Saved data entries
Issue #750, opened 2017-06-29
Use macros instead of colorMap for KA specific colors


kevinbarabash:
See TODO in Options.js

edemaine:
These would most naturally be replaced by `\definecolor` calls (see [this description](https://en.wikibooks.org/wiki/LaTeX/Colors#Defining_new_colors)).  Unless you want to replace `\textcolor{katex-blue}{...}` with `\textcolor{\katexblue}{...}` and use a macro `\katexblue` (but sadly can't have a hyphen in its name).  By analogy to the `macros` option we currently have, we could have a `colors` option that provides a mapping of colors to RGB.  This map could then be moved to the KA project where KaTeX gets called, or it could be the default settings which uses can add additional colors to.

kevinbarabash:
Cool!  I didn't know about `\definecolor`.  I think implementing that to support at least the RGB and HTML models makes sense since we already have a `colorMap` object.

danielhollas:
I wanted to give this one a try, although I am not sure this a good first issue :-)
My idea was to create a customColorMap object that would look like this:
```js
let customColorMap = {
  "myColor": "#ffaaff"
}
```

and modify `parseColorGroup` in Parser.js to take into account this object:
https://github.com/KaTeX/KaTeX/blob/b9deec098f35919b9ad77baa6b11b7593473d488/src/Parser.js#L649
```
let inputColor = res.text;
if (colorMap.hasOwnProperty(inputColor)) {
     inputColor = colorMap[inputColor];
}
```
So far so good and this works, but now I don't know how to properly define a function whose sole purpose would be to extend the customColorMap object and nothing else (no htmlbuilder etc). Is there a precedent here that I could follow?

edemaine:
@danielhollas I believe this map would most naturally be an addition to the (recent) `Namespace` class/js file.  Looking at the definition of `\definecolor`, it looks like `\definecolor{red}{rgb}{1,0,0}` defines `\color@red` by calling `\color@rgb{\string\color@red}{1,0,0}`.  We could just simulate that behavior, or at least use the macro mapping by setting `\color@red` to the color.  Alternatively, you could try adding a special mapping for colors in the Namespace, though then you'll need to do more work when namespaces get pushed or popped.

WORK ORDER
All of the records should be repeated precisely as written.

TASK RESPONSE
Issue #750, opened 2017-06-29
Use macros instead of colorMap for KA specific colors


kevinbarabash:
See TODO in Options.js

edemaine:
These would most naturally be replaced by `\definecolor` calls (see [this description](https://en.wikibooks.org/wiki/LaTeX/Colors#Defining_new_colors)).  Unless you want to replace `\textcolor{katex-blue}{...}` with `\textcolor{\katexblue}{...}` and use a macro `\katexblue` (but sadly can't have a hyphen in its name).  By analogy to the `macros` option we currently have, we could have a `colors` option that provides a mapping of colors to RGB.  This map could then be moved to the KA project where KaTeX gets called, or it could be the default settings which uses can add additional colors to.

kevinbarabash:
Cool!  I didn't know about `\definecolor`.  I think implementing that to support at least the RGB and HTML models makes sense since we already have a `colorMap` object.

danielhollas:
I wanted to give this one a try, although I am not sure this a good first issue :-)
My idea was to create a customColorMap object that would look like this:
```js
let customColorMap = {
  "myColor": "#ffaaff"
}
```

and modify `parseColorGroup` in Parser.js to take into account this object:
https://github.com/KaTeX/KaTeX/blob/b9deec098f35919b9ad77baa6b11b7593473d488/src/Parser.js#L649
```
let inputColor = res.text;
if (colorMap.hasOwnProperty(inputColor)) {
     inputColor = colorMap[inputColor];
}
```
So far so good and this works, but now I don't know how to properly define a function whose sole purpose would be to extend the customColorMap object and nothing else (no htmlbuilder etc). Is there a precedent here that I could follow?

edemaine:
@danielhollas I believe this map would most naturally be an addition to the (recent) `Namespace` class/js file.  Looking at the definition of `\definecolor`, it looks like `\definecolor{red}{rgb}{1,0,0}` defines `\color@red` by calling `\color@rgb{\string\color@red}{1,0,0}`.  We could just simulate that behavior, or at least use the macro mapping by setting `\color@red` to the color.  Alternatively, you could try adding a special mapping for colors in the Namespace, though then you'll need to do more work when namespaces get pushed or popped.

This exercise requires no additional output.